二人显然没料到新夫人如此大方,一时愣住。桃夭反应快些,立刻叩首:“谢夫人恩典!”
紫苏慢了半拍,也跟着道谢,眼中却闪过一丝复杂。
苏颜将一切尽收眼底,又道:“王府规矩大,你们既为姨娘,更要谨守本分。我也不是什么爱立规矩的主母。每三日辰时来请安一次便可。若是这样却无法做到抑或横生事端...”她顿了顿,“家法不容情。”
二人齐声应“是”。苏颜便摆手示意她们退下。只见桃夭眼波流转,行礼时特意面向云珩,将脖颈线条展露无遗;紫苏则规规矩矩,只是耳根微微泛红。
待姨娘退下,云珩端起茶盏:“夫人处置得当。”
苏颜垂眸:“分内之事。

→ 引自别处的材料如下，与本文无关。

PR #1521, opened 2019-03-21
fixRollbackBug

Yizhuzhu:
Rollback to last reviewed content, not the latest content.


web/yo/app/scripts/directives/realtimestring.js
```diff
@@ -176,6 +176,14 @@ angular.module('oncokbApp')
                 $scope.setTrackSignal = function() {
                     mainUtils.updateMovingFlag(false);
                 };
+                $scope.getMutationName = function(key, oldKey, uuid){
+                    if(mainUtils.processedInReview('remove', uuid) && oldKey){
```
victoria34: Do you need to check whether `reviewmode === true` in here?

Yizhuzhu: I don't think so. This function will only be triggered in review mode.

victoria34: What if 2 curators work on the same gene?

PR #1535, opened 2019-03-28
Fixes related to Drugs

zhx828:
- Move drugList to rootScope
- Update DB after changing the preferred name
- Let Save Genes and Update gene working properly

### DIFF
--- a/web/src/main/java/org/mskcc/cbio/oncokb/controller/DriveAnnotationParser.java
+++ b/web/src/main/java/org/mskcc/cbio/oncokb/controller/DriveAnnotationParser.java
@@ -4,10 +4,12 @@
  */
 package org.mskcc.cbio.oncokb.controller;
 
+import com.google.gson.JsonArray;
 import org.apache.commons.lang3.StringUtils;
 import org.json.JSONArray;
 import org.json.JSONException;
 import org.json.JSONObject;
+import org.mskcc.cbio.oncokb.apiModels.NCITDrug;
 import org.mskcc.cbio.oncokb.bo.*;
 import org.mskcc.cbio.oncokb.model.*;
 import org.mskcc.cbio.oncokb.model.oncotree.TumorType;
@@ -574,17 +576,17 @@ public class DriveAnnotationParser {
 
         // specific evidence
         DrugBo drugBo = ApplicationContextSingleton.getDrugBo();
-        JSONArray drugsArray = implicationObj.has("treatments") ? implicationObj.getJSONArray("treatments") : new JSONArray();
+        JSONArray treatmentsArray = implicationObj.has("treatments") ? implicationObj.getJSONArray("treatments") : new JSONArray();
         int priorityCount = 1;
-        for (int i = 0; i < drugsArray.length(); i++) {
-            JSONObject drugObj = drugsArray.getJSONObject(i);
-            if (!drugObj.has("name") || drugObj.getString("name").trim().isEmpty()) {
+        for (int i = 0; i < treatmentsArray.length(); i++) {
+            JSONObject drugObj = treatmentsArray.getJSONObject(i);
+            if (!drugObj.has("name") || drugObj.getJSONArray("name").length() == 0) {
                 System.out.println(spaceStrByNestLevel(nestLevel + 1) + "Drug does not have name, skip... " + drugObj.toString());
                 continue;
             }
 
-            String drugNameStr = drugObj.getString("name").trim();
-            System.out.println(spaceStrByNestLevel(nestLevel + 1) + "Drug(s): " + drugNameStr);
+            JSONArray therapiesArray = drugObj.getJSONArray("name");
+            System.out.println(spaceStrByNestLevel(nestLevel + 1) + "Drug(s): " + therapiesArray.length());
 
             Set<Date> lastEditDates = new HashSet<>();
             addDateToSetFromObject(lastEditDates, drugObj, "name_review");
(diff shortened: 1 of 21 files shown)


web/src/main/java/org/mskcc/cbio/oncokb/controller/DriveAnnotationParser.java
```diff
@@ -607,24 +609,45 @@ private static void parseTherapeuticImplications(Gene gene, Set<Alteration> alte
                 addDateToSetFromObject(lastEditDates, drugObj, "indication_review");
             }
 
-            String[] drugTxts = drugNameStr.replaceAll("(\\([^\\)]*\\))|(\\[[^\\]]*\\])", "").split(",");
-
             List<Treatment> treatments = new ArrayList<>();
-            for (int j = 0; j < drugTxts.length; j++) {
-                String[] drugNames = drugTxts[j].split(" ?\\+ ?");
+            for (int j = 0; j < therapiesArray.length(); j++) {
```
Yizhuzhu: j < therapiesArray.length();  Brackets here might be unnecessary.

web/src/main/java/org/mskcc/cbio/oncokb/controller/DriveAnnotationParser.java
```diff
@@ -607,24 +609,45 @@ private static void parseTherapeuticImplications(Gene gene, Set<Alteration> alte
...
+                JSONArray drugsArray = therapiesArray.getJSONArray(j);
 
                 List<Drug> drugs = new ArrayList<>();
-                for (String drugName : drugNames) {
-                    drugName = drugName.trim();
-                    Drug drug = drugBo.guessUnambiguousDrug(drugName);
+                for (int k = 0; k < drugsArray.length(); k++) {
```
Yizhuzhu: Same here about brackets.

web/src/main/java/org/mskcc/cbio/oncokb/controller/DriveAnnotationParser.java
```diff
@@ -574,17 +576,17 @@ private static void parseTherapeuticImplications(Gene gene, Set<Alteration> alte
 
         // specific evidence
         DrugBo drugBo = ApplicationContextSingleton.getDrugBo();
-        JSONArray drugsArray = implicationObj.has("treatments") ? implicationObj.getJSONArray("treatments") : new JSONArray();
+        JSONArray treatmentsArray = implicationObj.has("treatments") ? implicationObj.getJSONArray("treatments") : new JSONArray();
         int priorityCount = 1;
-        for (int i = 0; i < drugsArray.length(); i++) {
-            JSONObject drugObj = drugsArray.getJSONObject(i);
-            if (!drugObj.has("name") || drugObj.getString("name").trim().isEmpty()) {
+        for (int i = 0; i < treatmentsArray.length(); i++) {
```
Yizhuzhu: i < treatmentsArray.length(). Brackets here might be unnecessary.
For array, generally use length. And for String object, use length()?

web/src/main/java/org/mskcc/cbio/oncokb/controller/DriveAnnotationParser.java
```diff
@@ -574,17 +576,17 @@ private static void parseTherapeuticImplications(Gene gene, Set<Alteration> alte
...
+            JSONObject drugObj = treatmentsArray.getJSONObject(i);
+            if (!drugObj.has("name") || drugObj.getJSONArray("name").length() == 0) {
```
Yizhuzhu: drugObj.getJSONArray("name").length()     ()here

web/src/main/java/org/mskcc/cbio/oncokb/controller/DriveAnnotationParser.java
```diff
@@ -574,17 +576,17 @@ private static void parseTherapeuticImplications(Gene gene, Set<Alteration> alte
...
                 System.out.println(spaceStrByNestLevel(nestLevel + 1) + "Drug does not have name, skip... " + drugObj.toString());
                 continue;
             }
 
-            String drugNameStr = drugObj.getString("name").trim();
-            System.out.println(spaceStrByNestLevel(nestLevel + 1) + "Drug(s): " + drugNameStr);
+            JSONArray therapiesArray = drugObj.getJSONArray("name");
+            System.out.println(spaceStrByNestLevel(nestLevel + 1) + "Drug(s): " + therapiesArray.length());
```
Yizhuzhu: ()

web/src/main/java/org/mskcc/cbio/oncokb/controller/DriveAnnotationParser.java
zhx828: This is JAVA, and that's a method not property.

Yizhuzhu: I found the following words on https://www.geeksforgeeks.org/length-vs-length-java/
length vs length() in Java
array.length : length is a final variable applicable for arrays. With the help of length variable, we can obtain the size of the array.
string.length() : length() method is a final variable which is applicable for string objects. length() method returns the number of characters presents in the string.

I am not sure. Just a reminder. Sorry for it.

zhx828: @Yizhuzhu it depends on how the class is designed. It could be a public accessible property or a method. In these few places, JSONArray only implements the method instead of expose the property. I would not `worry` that much since the IDE will usually give you suggestions and it would not be compiled if that's actually the problem.

victoria34:
@zhx828  I approved the PR for all backend code.
@Yizhuzhu I think you still need to review front-end code.

PR #1552, opened 2019-04-04
Allow admin manually release gene

zhx828:
Option to Release/Remove genes(Release is for admin only, remove is for developers only):
Screen Shot 2019-04-04 at 5 42 44 PM

Status check for releasing gene:
Screen Shot 2019-04-04 at 5 38 18 PM

### DIFF
--- a/web/yo/app/scripts/controllers/gene.js
+++ b/web/yo/app/scripts/controllers/gene.js
@@ -409,11 +409,6 @@ angular.module('oncokbApp')
                     return {'margin-top': '20px'};
                 }
             };
-            $scope.removeGeneFromDB = function() {
-                DatabaseConnector.removeGeneFromDB($scope.gene.name, function(data) {
-                    console.log(data);
-                });
-            };
             /**
              * This function is used to find the most recent update from a section change. e.g. There are 3 items under Prognostic section, and they might get changed at very different time.
              * And we will find the one changed most recently and store them in ReviewResource.mostRecent mapping, so it could be shared across directives and controllers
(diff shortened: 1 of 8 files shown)


web/yo/app/scripts/controllers/gene.js
```diff
@@ -454,11 +454,10 @@ angular.module('oncokbApp')
                 return result;
             }
             var userNames = [];
-            function prepareReviewItems() {
```
zhx828: This function is kinda complicated, we might need to do some refactoring for proper usage. For now, I'm just replace the scope status to function-wide variable. These three are not really used across genes page. The logic of `sectionUUIDs` seems not really straight forward since it has been used in another two methods. So I'm gonna just assign it to global sectionUUIDs at the place calls getReviewInfo.

web/yo/app/scripts/controllers/gene.js
```diff
@@ -3302,6 +3435,55 @@ angular.module('oncokbApp')
         }]
     )
 
+    .controller('ReleaseGeneDialogCtrl', function($scope, $modalInstance, data) {
+        $scope.statusChecks = data.statusChecks || [];
+        $scope.error='';
+
+        _.each($scope.statusChecks, function(statusCheck) {
+            if (!statusCheck.status) {
```
zhx828: The logic here is
- if the statusCheck item already has a status which means the logic is decided outside of the controller. Nothing really needs to be done here.
- If the promise is not given, it should be an optional check. So assign a warning status.
- Depends on the promise status to assign the statusCheck status

zhx828:
@Yizhuzhu @victoria34 while working on this PR, I realize the bootstrap comes with lots of text styles. So for warning/error/information messages, you do not need to create your own color style on top. Just assign proper color class name. Please see https://getbootstrap.com/docs/3.3/css/

web/yo/app/scripts/controllers/gene.js
```diff
@@ -454,11 +454,10 @@ angular.module('oncokbApp')
                 return result;
             }
             var userNames = [];
-            function prepareReviewItems() {
-                resetReviewResources();
-                $scope.sectionUUIDs = []; // sectionUUIDs is used to store uuid per section.
-                $scope.status.hasReviewContent = false;
-                $scope.status.mutationChanged = false;
+            function getReviewInfo() {
+                var sectionUUIDs_ = [];
```
victoria34: where is `resetReviewResources();`?

PR #1555, opened 2019-04-05
rootScope.drugList & Refining therapy result

Yizhuzhu:


Yizhuzhu:
To handle the following issues:
1. The curator goes to gene page or drug page directly without logging in. The rootScope.drugList will be undefined.
2. Extra commas in TherapyResult if curators let one input box empty
In addition,
1. To hide Therapy 1's delete button
2. Keep save button unable when the curator delete one empty input box.

PR #1556, opened 2019-04-08
Validate PMIDs

### LINKED ISSUE #1540: Curation Assistant
- [x] give warning message when a PMID is not available. PR#1556

victoria34:
Fix #1540 
Screen Shot 2019-04-08 at 12 16 47 PM


web/yo/app/scripts/services/pubUtils.js
```diff
@@ -0,0 +1,43 @@
...
+ * This factory is a cache service used for storing validated PMIDs.
+ */
+angular.module('oncokbApp')
+    .factory('pubUtils', function() {
+        var validatedPubs = {};
+
+        function clear() {
+            validatedPubs = {};
+        }
+        function get(pubs) {
```
zhx828: pubs should just be a string array.

web/yo/app/scripts/services/pubUtils.js
```diff
@@ -0,0 +1,43 @@
...
+/**
+ * @ngdoc factory
+ * @name oncokbApp.pubUtils
+ * @author Jing Su
+ * @description
+ * This factory is a cache service used for storing validated PMIDs.
+ */
+angular.module('oncokbApp')
+    .factory('pubUtils', function() {
+        var validatedPubs = {};
```
zhx828: Do we need to cache the full content of the PMID?

web/yo/app/scripts/directives/pubiframe.js
```diff
@@ -22,16 +22,21 @@ angular.module('oncokbApp')
...
-                    //     }, function (error) {
-                    //         console.log('Error happened', error);
-                    //     });
-                    // }
+                    if (pubs.length > 0) {
+                        var pubsCache = pubUtils.get(pubs);
+                        if (pubsCache.notValidatedPuds.length > 0) {
+                            FindRegex.validation(pubsCache.notValidatedPuds).then(function(result) {
+                                pubUtils.set(result);
+                                scope.pubs = _.union(pubsCache.validatedPuds, result);
```
zhx828: There would not be any duplicate in validatedPuds from result.

web/yo/app/scripts/services/pubUtils.js
victoria34: I need to store the whole pub structure for not validated PMIDs later.

web/yo/app/scripts/directives/pubiframe.js
victoria34: Right. I'll use _.concat() in here.

web/yo/app/scripts/services/pubUtils.js
victoria34: The full content of PMID are `type, id and valid`. If you think the data is too much, I can only store `valid`.

web/yo/app/scripts/directives/pubiframe.js
zhx828: Why there are duplications?

web/yo/app/scripts/services/pubUtils.js
zhx828: Oh right, you also want to cache . the invalid as well. Cool, thanks for the info.

web/yo/app/scripts/directives/pubiframe.js
victoria34: Just in case curators will type same PMID twice.

web/yo/app/scripts/services/pubCache.js
```diff
@@ -0,0 +1,54 @@
...
+            };
+        }
+        function set(pubs) {
+            _.each(pubs, function(pub){
+                validatedPubs[pub.id] = pub;
+            });
+        }
+        function validatePub(pubs) {
+            var deferred = $q.defer();
+            FindRegex.validation(pubs).then(function(result) {
```
zhx828: Don't you want to utilize the cache first for known pmids?

victoria34: Yes, I used the get() to load known pmids first and also get pmids that are not validated. Then I'll use validatePub() to validate those unknown pmids.

zhx828: Oh I see. Why not just include that get logic in the validatePub?

victoria34: I want to separate them to keep each function minimal.

zhx828: I would not worry about make the function minimal particularly  for this function. It's a util function anyway. But up to you.

PR #1570, opened 2019-04-22
Update when out of internal network & bug fixes

zhx828:
- Make sure the synonyms is always an array
- Do not allow changing preferred name
- Update tabs once the internal status is determined
- Use curation private for search drug
- Add a loading bar when changing the preferred name

### DIFF
--- a/web/yo/app/scripts/controllers/nav.js
+++ b/web/yo/app/scripts/controllers/nav.js
@@ -23,12 +23,13 @@ angular.module('oncokbApp')
             filterTabs.push('genes');
             filterTabs.push('queues');
             filterTabs.push('therapies');
-            if ($rootScope.me.admin) {
+            filterTabs.push('tools');
+            if ($rootScope.me && $rootScope.me.admin) {
                 filterTabs = _.union(filterTabs, ['variant', 'tools', 'feedback']);
             }
 
             if (!$rootScope.internal) {
-                filterTabs = _.intersection(filterTabs, ['genes', 'queues', 'feedback']);
+                filterTabs = _.intersection(filterTabs, ['genes', 'queues', 'feedback', 'therapies', 'tools']);
             }
 
             $scope.tabs = filterTabs.map(function(tabKey) {
@@ -40,18 +41,6 @@ angular.module('oncokbApp')
                 delete window.localStorage.geneName;
             }
             window.localStorage.tab = key;
-        }
-
-        function testInternal() {
-            var defer = $q.defer();
-            DatabaseConnector.testAccess(function() {
-                $rootScope.internal = true;
-                defer.resolve();
-            }, function(data, status, headers, config) {
-                $rootScope.internal = false;
-                defer.resolve();
-            });
-            return defer.promise;
         }
         $firebaseAuth().$onAuthStateChanged(function(firebaseUser) {
             if (firebaseUser) {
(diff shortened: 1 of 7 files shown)


web/yo/app/scripts/controllers/nav.js
```diff
@@ -23,12 +23,13 @@ angular.module('oncokbApp')
             filterTabs.push('genes');
             filterTabs.push('queues');
             filterTabs.push('therapies');
-            if ($rootScope.me.admin) {
+            filterTabs.push('tools');
+            if ($rootScope.me && $rootScope.me.admin) {
                 filterTabs = _.union(filterTabs, ['variant', 'tools', 'feedback']);
```
victoria34: Are we supposed to remove `tools` in here?

web/yo/app/scripts/controllers/nav.js
```diff
@@ -23,12 +23,13 @@ angular.module('oncokbApp')
             filterTabs.push('genes');
```
victoria34: Could we just write like this?
```
var filterTabs = ['genes', 'queues', 'therapies', 'tools'];  
```

web/yo/app/scripts/controllers/nav.js
```diff
@@ -23,12 +23,13 @@ angular.module('oncokbApp')
...
             filterTabs.push('therapies');
-            if ($rootScope.me.admin) {
+            filterTabs.push('tools');
+            if ($rootScope.me && $rootScope.me.admin) {
                 filterTabs = _.union(filterTabs, ['variant', 'tools', 'feedback']);
             }
 
             if (!$rootScope.internal) {
-                filterTabs = _.intersection(filterTabs, ['genes', 'queues', 'feedback']);
+                filterTabs = _.intersection(filterTabs, ['genes', 'queues', 'feedback', 'therapies', 'tools']);
```
victoria34: Does it mean we can only see the `Variant Annotation` tab when we are in external network?

web/yo/app/scripts/controllers/nav.js
zhx828: Tools is only available for admins

web/yo/app/scripts/controllers/nav.js
zhx828: This is previous setting. I think it's ok.

web/yo/app/scripts/controllers/nav.js
zhx828: This is intersection when user is in external. Variant Annotation should only available internal

Yizhuzhu:
I downloaded it and did a test. I have two concerns.
1. Change network from internal to public website. Nothing changed in nav bar and tools page.
2. Changing drug preferred name. When I clicked the check button to save, nothing responded during two seconds and then the page flashed. I guess it was loading page. Some words on the page, but it flashed too quickly. It's hard to read it.

zhx828:
@Yizhuzhu for your concerns:
1: I don't think in general we have the solution when toggle from internal to external or the other way. User has to do refresh the page.
2: The reason I added the loading status is because changing preferred name is very expensive. It usually takes about one minute or even longer. The server side needs to do full recaching. So I don't think it will flash. But could you explain a bit more about `nothing responded`?

web/yo/app/scripts/controllers/nav.js
victoria34: So we should remove line 26 right?

Yizhuzhu:
@zhx828 After clicking save button, I need to wait about 2 seconds, then the page flashes in about 1 second. Then it goes back to drug page. The time may not be exact. However, flashing time is less than waiting time.

web/yo/app/scripts/controllers/nav.js
zhx828: Ah yes, let me do that.

zhx828:
@Yizhuzhu there is no so called flashing time is less than waiting time. The loading bar will be shown for quite long(see my comment above). I update the loading status right after the saveDrugName is called. It may just due to the lifecycle. No sure what I can do here. But I'm happy to invest in more time on this issue later. But I don't think it's a priority at the moment.

PR #1577, opened 2019-04-25
Bug fixs

zhx828:


core/src/main/java/org/mskcc/cbio/oncokb/util/CacheUtils.java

”她话锋一转,“稍后还要见居中仆役,夫君可要一同前往?”
云珩眼中闪过一丝兴味:“自然。”
巳时三刻,悠然居中仆从齐聚外院。管事陈喜是个五十余岁的精瘦男子,见主子到来,立刻上前行礼:“老奴给九公子、夫人请安。”
苏颜注意到他行礼时腰弯得不够深,眼神也飘忽不定。她不动声色地点头:“陈管事请起。今日初次见面,各位都报上名来,说说各自负责的差事。”
仆役们依次上前,苏颜一一记下。这也让苏颜感慨王府的财大气粗,每个成婚的公子都有独立居所,居中有四五个小院不等。共有仆役数十人,甚至还配有小厨房。
轮到厨房的刘婆子时,那婆子斜眼打量新夫人,语气轻慢:“老奴先前管过大厨房,连先王妃都夸老奴手艺好。”先王妃是淮安王的原配,早已故去。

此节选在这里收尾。